A Year and Two Months Earlier

Moment 2: A Year and Two Months Earlier

December has always been my favorite month. I love building snowmen and walking in the cold; the bitter clearness that comes with winter. I love how the days become short just as much as I did when I was little, when I thought that it was cool to be awake when it is dark. I love hot chocolate and feeling the warm cup in my fingers; feeling the warmth of the fireplace and the scent of burning wood. But most of all, I love snow.

It is snowing the day I first meet her. It is the coldest December day yet and I am untangling my scarf to feel the biting air against my face. I look down at the scarf and back up and in that moment she appears, wearing nothing other than a t-shirt and jeans and I am shocked. Maybe that is why I am so quickly drawn to her, but I am not usually one that enjoys craziness. I will take off my scarf, perhaps, but in my normal household of a mother and a father, two jobs, a white fence and one and a half inch grass, insanity (especially in the form of too little clothing on freezing cold days) is not what I am used to.
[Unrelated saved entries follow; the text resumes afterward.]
PR #705, opened 2023-08-29
add Duck region mask. add ducktest. add forward/checkers

RainRat:
not expecting ducktest to actually be added, just for testing.

### DIFF
--- a/src/variant.h
+++ b/src/variant.h
@@ -110,7 +110,7 @@ struct Variant {
   bool duckGating = false;
   bool staticGating = false;
   bool pastGating = false;
-  Bitboard staticGatingRegion[COLOR_NB] = {AllSquares, AllSquares};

Insanity is not what I am drawn to. I like hot chocolate out of little generic brand packets. I like it containing fires in a pit in my house. I like it when it’s cold because it should cold in winter. But maybe all that means something other than I think it does, because I stare at that girl like she is the prettiest thing I’ve ever seen, which in fact, she is not. She is not at all ugly, but her nose is too long, her lips are too thin and there is a pimple above her left eyebrow. But I notice all those things less than the vibrant red hair that hangs around her like a lion’s mane. The red hair is speckled with snow.

I have never been outgoing, but in that moment, I want to talk to her. I want to know her more than I’ve ever wanted to know anyone. Which is strange, I think. But in my mind, I tell myself that it doesn’t matter. I will go talk to this girl right now.

Smiling, I wrap the scarf back around my head and look back up. She left in that short moment, just like she came. I stare into the falling snow around me, unable to find even the smallest speck of red in the air around me. I sigh and sit down.

Within minutes, I realize that it has stopped snowing.




A month goes before I see her again. To be honest, I forget about her. My moment of insanity is pushed to the back of my mind, because I don’t believe in  insanity and because I don’t believe that someone you stumbled upon in a park one day will suddenly show up as a new student at school.

But apparently, those kind of things happen.